Since I cannot find a link to the paper, let me sum up: the core of the tribune is to wonder what does 90% in 90% confidence interval mean? The Bayesian version sounds ridiculous since “there is a single true value of [the parameter] M and it is either in the interval or not” [my translation]. The physicist then goes into stating that the probability is in fact “subjective. It measures the degree of conviction of the scientists, given the data, for M to be in the interval. If those scientists were aware of another measure, they would use another interval” [my translation]. Darn… so many misrepresentations in so few words! First, as a Bayesian, I most often consider there is a true value for the parameter associated with a dataset but I still use a prior and a posterior that are not point masses, without being incoherent, simply because the posterior only summarizes what I know about the  parameter, but is obviously not a property of the true parameter. Second, the fact that the interval changes with the measure has nothing to do with being Bayesians. A frequentist would also change her/his interval with other measures…Third, the Bayesian “confidence” interval is but a tiny (and reductive) part of the inference one can draw from the posterior distribution.

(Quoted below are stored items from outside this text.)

PR #267, opened 2018-11-15
Registration sharing plug-in

ikapelyukhin:
* Adds ActiveRecords after-commit hooks to `System` and `Activation` models
* The web-application creates a file with a timestamp on the disk when a system is modified (with flock)
* The rake task (ran by a systemd service/timer) picks up those files and syncs the current state of the system to the peer RMT server
* The files are removed (with flock) if the sync API call succeeded and haven't changed during sync
* An endpoint for legacy SMT XML-based API calls

Some differences compared to SMT:

* Web-workers don't block during registration API calls due to sync API calls (thus there should be no slow-down during registration)
* The latest system state is read from the DB when the system file is picked up (thus order doesn't matter)

Things that aren't there but that I'm pondering about:

* Delaying picking up freshly creates files by 1 or 2 minutes -- SLE15 registration requires activating multiple products, this would help avoid syncing not full state
* Some kind of check that would prevent overwriting more recent system state with an older state (timestamp check? But that would require correct time on all the servers)


suse-tests-pass:
<table>
  <thead>
    <tr>
      <th width="50"></th>
          1 Warning
      </th>
     </tr>
  </thead>
  <tbody>
    <tr>
      <td>:warning:</td>
    </tr>
  </tbody>
</table>

</p>

engines/registration_sharing/app/controllers/registration_sharing/smt_to_rmt_controller.rb
```diff
@@ -0,0 +1,101 @@
...
+      end
+    rescue SmtToRmtException => e
+      render status: :bad_request, plain: e.to_s
+    end
+
+    protected
+
+    def check_ip
+      allowed_ips = (Settings[:regsharing][:smt_allowed_ips] rescue [] || [])
+      allowed_ips.include?(request.remote_ip)
```
rjschwei: This is going to break in GCE. We moved GCE to a different model since their published IP address data is a mess. In GCE there is a script running on the platform that generates firewall rules. This script is run by the Google team and we do not restrict access on our end. We have to account for this case, either by allowing the check to be skipped via config, or by recognizing an entry such as 0.0.0.0/0

engines/registration_sharing/app/controllers/registration_sharing/smt_to_rmt_controller.rb
```diff
@@ -0,0 +1,101 @@
...
+        captures = el.attribute('value').value.scan(/PRODUCTDATAID=(\d+)/)
+        hash[el.attribute('columnName').value] = captures[0][0] if captures[0]
+      end
+      hash
+    end
+
+    def smt_delete_registration(xml)
+      guid = xml.css('deleteRegistrationData guid')
+
+      raise 'System GUID not found' unless guid
```
rjschwei: I don't think we need an exception in this case. If we try to delete a system that doesn't exist then there is simply nothing to do. We should log a warning.

engines/registration_sharing/lib/registration_sharing.rb
```diff
@@ -0,0 +1,68 @@
...
+    end
+
+    protected
+
+    def write_file(peer, system_login)
+      dirname = File.join(config_data_dir, peer)
+      FileUtils.mkpath(dirname)
+
+      filename = File.join(config_data_dir, peer, system_login)
+
```
rjschwei: Is system_login unique for every invocation of write_file? If not we have the same dilemma with flock here as discussed w.r.t. SMT.

rjschwei:
I have a concern with the taken approach in that this becomes very difficult to monitor. Writing with the data to be shared gets us away from slowing down the registration because of a synchronous https request to the sibling servers. However, by writing a file to share the data latter we can no longer use the existence of such a file as an indication that the sibling server is not responding for some reason. The change in logic from a monitoring perspective can certainly be addressed, we just have to keep this in mind.

engines/registration_sharing/app/controllers/registration_sharing/smt_to_rmt_controller.rb
ikapelyukhin: That's the analogue of `acceptRegistrationSharing` in `/etc/smt.conf` -- I see that it is set on GCE SMTs. This parameter holds IPs of SMTs which RMT will accept shared registrations from. For restricting client IP ranges I've added optional nginx config includes as part of `strict_authentication` plugin.

RMT to RMT sharing uses a shared secret instead (due to reverse-lookups and other considerations from the latest SMT CVE).

engines/registration_sharing/app/controllers/registration_sharing/smt_to_rmt_controller.rb
ikapelyukhin: This raises the exception only if the XML is malformed (`guid` tag is missing). If the system with the supplied GUID isn't in the DB -- the API call will succeed.

engines/registration_sharing/lib/registration_sharing.rb
ikapelyukhin: `write_file` dumps the timestamp (with microseconds) into the file. After the registration is shared, the process would lock the file and read it's contents -- if the file was modified during regsharing call, it will not be unlinked and will be synced again in the next iteration. If the file wasn't modified, it is removed.

ikapelyukhin:
@rjschwei Indeed, we'd have to adjust the monitoring. I'm hoping it wouldn't be too hard, though -- with individual files we know exactly how many systems are in the backlog. We could raise alerts when the number of files is greater than, say, 25 (arbitrary number).

engines/registration_sharing/app/controllers/registration_sharing/smt_to_rmt_controller.rb
rjschwei: OK, yes now that you say it it is obvious, must have had something else in my head at the time.

rjschwei:
W.r.t. monitoring we'll have to write something somewhere else, I think. If RMT would notice that the registration sharing requests are not being accepted. Then write a new entry into /var/log/regsharingerrors

That would keep the monitoring approach the same while also allowing the RMT server to use the log-replay logic you are perusing.

engines/registration_sharing/lib/registration_sharing.rb
ikapelyukhin: `system_login` is the login of the client system that had it's registration data modified. So yes, it will create a unique file for each individual system.

It is possible for the system to change while it's being synced (an additional product could be activated). That's why the file isn't locked when API requests are being made (so that the web workers don't block in `flock` call). If the file has been modified during sync, it won't be deleted and will be re-synced in the next iteration.

ikapelyukhin:
@rjschwei Sure, I can implement something on RMT side specifically for monitoring. Should we address the monitoring bits now? I wouldn't mind looking into monitoring setup and deployment automation, I think after doing initial testing some adjustments would be required -- we could address it there and then.

engines/registration_sharing/lib/registration_sharing.rb
rjschwei: OK

engines/registration_sharing/lib/registration_sharing/client.rb
```diff
@@ -0,0 +1,58 @@
...
+        'User-Agent' => "RMT::Regsharing/#{RMT::VERSION}"
+      },
+      body: JSON.dump(params),
+      capath: RegistrationSharing.config_ca_path
+    )
+
+    response = request.run
+
+    unless response.success?
+      raise "Regsharing request failed with code #{response.code}: #{response.body}"
```
rjschwei: Wherever this is caught that's where we need to write some indicator that we can pick up in monitoring.

rjschwei:
I added a comment about the monitoring here: https://github.com/SUSE/rmt/pull/267/files#diff-ef4cb66273717e05b341f48ce09b9e2dR52

I am OK with proceeding with this and then adding code we can use as a monitoring trigger later.

engines/registration_sharing/app/controllers/registration_sharing/rmt_to_rmt_controller.rb
```diff
@@ -0,0 +1,48 @@
...
+module RegistrationSharing
+  class RmtToRmtController < ApplicationController
+
+    before_action :authenticate
+
+    def create
+      System.transaction do
+        system = RegistrationSharing::System.find_or_create_by(login: params[:login])
+
+        %w[password hostname registered_at created_at last_seen_at].each do |attribute|
```
bear454: Why not use [strong parameters](https://edgeguides.rubyonrails.org/action_controller_overview.html#strong-parameters) here?

engines/registration_sharing/lib/registration_sharing/client.rb
```diff
@@ -0,0 +1,58 @@
...
+    end
+  end
+
+  protected
+
+  def peer_register_system(system)
+    params = {}
+
+    %w[login password hostname registered_at created_at last_seen_at].each do |attribute|
+      params[attribute] = system.send(attribute)
```
bear454: Consider using a decorator to construct the JSON-ready hash.

engines/registration_sharing/app/controllers/registration_sharing/rmt_to_rmt_controller.rb
ikapelyukhin: Yes, good idea.

PR #273, opened 2018-11-22
SLP support

wstephenson:


package/rmt-server.spec
```diff
@@ -50,6 +50,7 @@ Source14:       nginx-https.conf
 Source15:       auth-handler.conf
 Source16:       auth-location.conf
 Source17:       rmt-cli_bash-completion.sh
+Source18:       rmt-server.reg
```
ikapelyukhin: In the hindsight, adding `SourceN` items was perhaps not the best idea. It is easier to just throw those files into the tarball and install from there, rather than maintaining the list of sources.

Thoughts on moving those into the tarball? (I can do that later in a separate PR for some of those sources)

package/rmt-server.spec
```diff
@@ -128,6 +129,7 @@ mkdir -p %{buildroot}%{_bindir}
 ln -s %{app_dir}/bin/rmt-cli %{buildroot}%{_bindir}
 ln -s %{app_dir}/bin/rmt-data-import %{buildroot}%{_bindir}/rmt-data-import
 install -D -m 644 %{_sourcedir}/rmt-cli.8.gz %{buildroot}%{_mandir}/man8/rmt-cli.8.gz
+install -D -m 644 %{_sourcedir}/rmt-cli.8.gz %{buildroot}%{_mandir}/man8/rmt-cli.8.gz
```
ikapelyukhin: @wstephenson Looks like unintentional copy.

package/rmt-server.changes
```diff
@@ -1,3 +1,7 @@
+Thu Nov 22 11:23:18 UTC 2018 - wstephenson@suse.com
+
+- Register to SLP if a server running on this host
```
fschueller: Please append `bsc#1113760`

package/rmt-server.spec
fschueller: I agree, let's do this in a separate PR.

PR #1249, opened 2024-11-25
Send the instance ID in the token for Azure

jesusbv:
## Description

When activating an extension, i.e. LTSS in Azure,
the header must contain the the instance identifier

This Fixes bsc#1233314

* Related Issue / Ticket / Trello card: https://bugzilla.suse.com/show_bug.cgi?id=1233314

## How to test 

on Azure, registering LTSS extension should work

## Change Type

## Checklist

## Review

### DIFF
--- a/engines/scc_proxy/lib/scc_proxy/engine.rb
+++ b/engines/scc_proxy/lib/scc_proxy/engine.rb
@@ -25,12 +25,6 @@ NET_HTTP_ERRORS = [
   Net::HTTPRetriableError
 ].freeze
 
-INSTANCE_ID_KEYS = {
-  amazon: 'instanceId',
-  google: 'instance_id',
-  microsoft: 'vmId'
-}.freeze
-
 # rubocop:disable Metrics/ModuleLength
 module SccProxy
   class << self
--- a/engines/scc_proxy/lib/scc_proxy/engine.rb
+++ b/engines/scc_proxy/lib/scc_proxy/engine.rb
@@ -68,9 +68,10 @@ module SccProxy
         nil,
         params['instance_data']
       )
-      instance_id_key = INSTANCE_ID_KEYS[params['hwinfo']['cloud_provider'].downcase.to_sym]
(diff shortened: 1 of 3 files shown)


engines/scc_proxy/lib/scc_proxy/engine.rb
```diff
@@ -68,9 +68,10 @@ def get_instance_id(params)
         nil,
         params['instance_data']
       )
-      instance_id_key = INSTANCE_ID_KEYS[params['hwinfo']['cloud_provider'].downcase.to_sym]
-      iid = verification_provider.parse_instance_data
-      iid[instance_id_key]
+      csp = params['hwinfo']['cloud_provider'].downcase
+      instance_id_key = INSTANCE_ID_KEYS[csp.to_sym]
+      instance_data = verification_provider.parse_instance_data
+      csp.casecmp('microsoft').zero? ? instance_data['attestedData'][instance_id_key] : instance_data[instance_id_key]
```
digitaltom, line 74: Could this be encapsulated as a method in the cloud provider specific instance verification class?

rjschwei: I think we should keep CSP specific cases out of the generic code. If we need to pass a key that is basically meaningless to SCC but used to allow activation for certain products then that key should be provided by `verification_provider.get_identifier`. With this the generic RMT code does the same thing for every provider and the provider specific implementation about how to get this identifier is hidden. We choose to use the instance identifier, a 3rd party CSP in their implementation of the verification code could choose some other identifier.

rjschwei (changes requested):

engines/scc_proxy/lib/scc_proxy/engine.rb
jesusbv: good point

rjschwei (approved):

digitaltom (approved):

From this delicate start, things do not improve in the tribune: the frequentist approach is objective and not contested by Marco Zito, as it sounds eminently logical. Kant is associated with Bayes and Platon with the frequentist approach, “religious wars” are mentioned about both perspectives debating endlessly about the validity of their interpretation (is this truly the case? In the few cosmology papers I modestly contributed to, referees’ reports never objected to the Bayesian approach…) The conclusion makes one wonders what is the overall point of this tribune: superficial philosophy (“the debate keeps going on and this makes sense since it deals with the very nature of research: can we know and speak of the world per se or is it forever hidden to us? (…) This is why doubt and even distrust apply about every scientific result and also in other settings.”) or criticism of statistics (“science (or art) of interpreting results from an experiment”)? (And to preamp a foreseeable question: no, I am not writing to the journal this time!)